* _EXERCISE_: Count lines with "main" below; give only the number.

── DATA FOR REVIEW ──

PR #550, opened 2020-06-01
Specify the --sort option in the configuration files

### LINKED ISSUE #548: Specify the --sort option in the configuration file
It would be great if the configuration file was able to configure the default for the `--sort` cli option as it does for the `--type` option for example.

Hence, with a `.tokeirc` like this:
```toml
sort = "lines"
```
Calling `tokei` would be the same as calling `tokei --sort=lines`

Oxyriser:
Closes #548.

Allows to specify the --sort option in a configuration file.

~However as for now the sort option in a configuration file is case sensitive while the cli option is not.~

This is my first PR on this project and I'm a Rust beginner so I would be happy to receive some feedback.

### DIFF
--- a/src/main.rs
+++ b/src/main.rs
@@ -72,7 +72,11 @@ fn main() -> Result<(), Box<dyn Error>> {
 
     print_header(&mut stdout, &row, columns)?;
 
-    if let Some(sort_category) = cli.sort {
+    let sort = cli
+        .sort
+        .or(config.sort);
+
+    if let Some(sort_category) = sort {
         for (_, ref mut language) in &mut languages {
             language.sort_by(sort_category)
         }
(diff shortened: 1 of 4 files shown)


src/main.rs
```diff
@@ -72,7 +72,11 @@ fn main() -> Result<(), Box<dyn Error>> {
 
     print_header(&mut stdout, &row, columns)?;
 
-    if let Some(sort_category) = cli.sort {
+    let sort = cli
+        .sort
+        .or(config.sort);
+
+    if let Some(sort_category) = sort {
```
XAMPPRocky, line 79:
```suggestion
    if let Some(sort_category) = cli.sort.or(config.sort) {
```

XAMPPRocky:

PR #555, opened 2020-06-09
Fixed the language name Vim Script to Vim script

yuki-ycino:
The correct language name for vim is Vim script, not Vim Script.

### DIFF
--- a/languages.json
+++ b/languages.json
@@ -1232,7 +1232,7 @@
       "extensions": ["vcproj", "vcxproj"]
     },
     "VimScript": {
-      "name": "Vim Script",
+      "name": "Vim script",
       "line_comment": ["\\\""],
       "quotes": [["\\\"", "\\\""], ["'", "'"]],
       "extensions": ["vim"]


languages.json
```diff
@@ -1232,7 +1232,7 @@
       "extensions": ["vcproj", "vcxproj"]
     },
     "VimScript": {
-      "name": "Vim Script",
+      "name": "Vim script",
```
XAMPPRocky, line 1235:
```suggestion
      "name": "Vimscript",
```

Milly:
The correct name is "Vim script" in the help files of vim.
```sh
vim/runtime/doc> rg -w "Vim script" | wc -l
152
vim/runtime/doc> rg -w "Vimscript" | wc -l
0
```
Long ago "Vimscript" or "VimL" was also used, but it was removed because it was confusing.
At [patch 8.0.0360](https://github.com/vim/vim/commit/b544f3c81f1e6a50322855681ac266ffaa8e313c)

XAMPPRocky:
@Milly Thanks for the info! In that case seems fine to me.

XAMPPRocky:
@yuki-ycino Thank you for your PR, and congrats on your first contribution! 🎉

PR #588, opened 2020-07-10
Make --no-ignore imply all other --no-ignore- flags

### LINKED ISSUE #585: --no-ignore should imply parent and vcs
I think the current behavior is very confusing and unintuitive, as also evidenced by #452. Even if you do understand the behavior, having to specify all three flags is annoying. At least there should be an additional flag that turns off everything at once.

Looking at ripgrep, its `--no-ignore` implies `--no-ignore-dot`, `--no-ignore-exclude`, `--no-ignore-global`, `--no-ignore-parent`, `--no-ignore-vcs`, so I think tokei should follow that.

This would of course be a breaking change though. Not sure how you handle that, though I think this would be worth a breaking change :)

Livven:
Fixes #585.

### DIFF
--- a/src/utils/fs.rs
+++ b/src/utils/fs.rs
@@ -51,7 +51,7 @@ pub fn get_all_files<A: AsRef<Path>>(
         .git_exclude(ignore_vcs)
         .git_global(ignore_vcs)
         .git_ignore(ignore_vcs)
-        .hidden(ignore && config.hidden.map(|b| !b).unwrap_or(true))
+        .hidden(config.hidden.map(|b| !b).unwrap_or(true))
         .ignore(ignore_dot)
         .parents(ignore && config.no_ignore_parent.map(|b| !b).unwrap_or(true));
 
--- a/src/utils/fs.rs
+++ b/src/utils/fs.rs
@@ -37,22 +37,23 @@ pub fn get_all_files<A: AsRef<Path>>(
         walker.overrides(overrides.build().expect("Excludes provided were invalid"));
     }
 
-    // Flip the booleans as ignore's semantics are the opposite of our options.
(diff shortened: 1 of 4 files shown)


XAMPPRocky:
Thank you for your PR! Would you be able to rebase this onto the latest master. Iy should make CI pass

Livven:
Done, but [one check](https://github.com/XAMPPRocky/tokei/pull/588/checks?check_run_id=924555028) was cancelled due to a timeout. Is there anything I can do to fix that? Haven't found a retry button myself :p

XAMPPRocky:
I've queued the job to run again it will hopefully pass this time. :)

src/utils/fs.rs
```diff
@@ -37,22 +37,23 @@ pub fn get_all_files<A: AsRef<Path>>(
...
-        .git_exclude(no_ignore_vcs)
-        .git_global(no_ignore_vcs)
-        .git_ignore(no_ignore_vcs)
-        .hidden(config.hidden.map(|b| !b).unwrap_or(true))
-        .ignore(config.no_ignore.map(|b| !b).unwrap_or(true))
-        .parents(config.no_ignore_parent.map(|b| !b).unwrap_or(true));
+        .git_exclude(ignore_vcs)
+        .git_global(ignore_vcs)
+        .git_ignore(ignore_vcs)
+        .hidden(ignore && config.hidden.map(|b| !b).unwrap_or(true))
```
Livven, line 54: Seems like `--no-ignore` would also imply hidden right now. Don't think that should be the case. This should be better:

```suggestion
        .hidden(config.hidden.map(|b| !b).unwrap_or(true))
```

I'll take a closer look and add a test tomorrow/later.

XAMPPRocky:
Thank again for your PR!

───

* _EXERCISE SOLUTION_: 5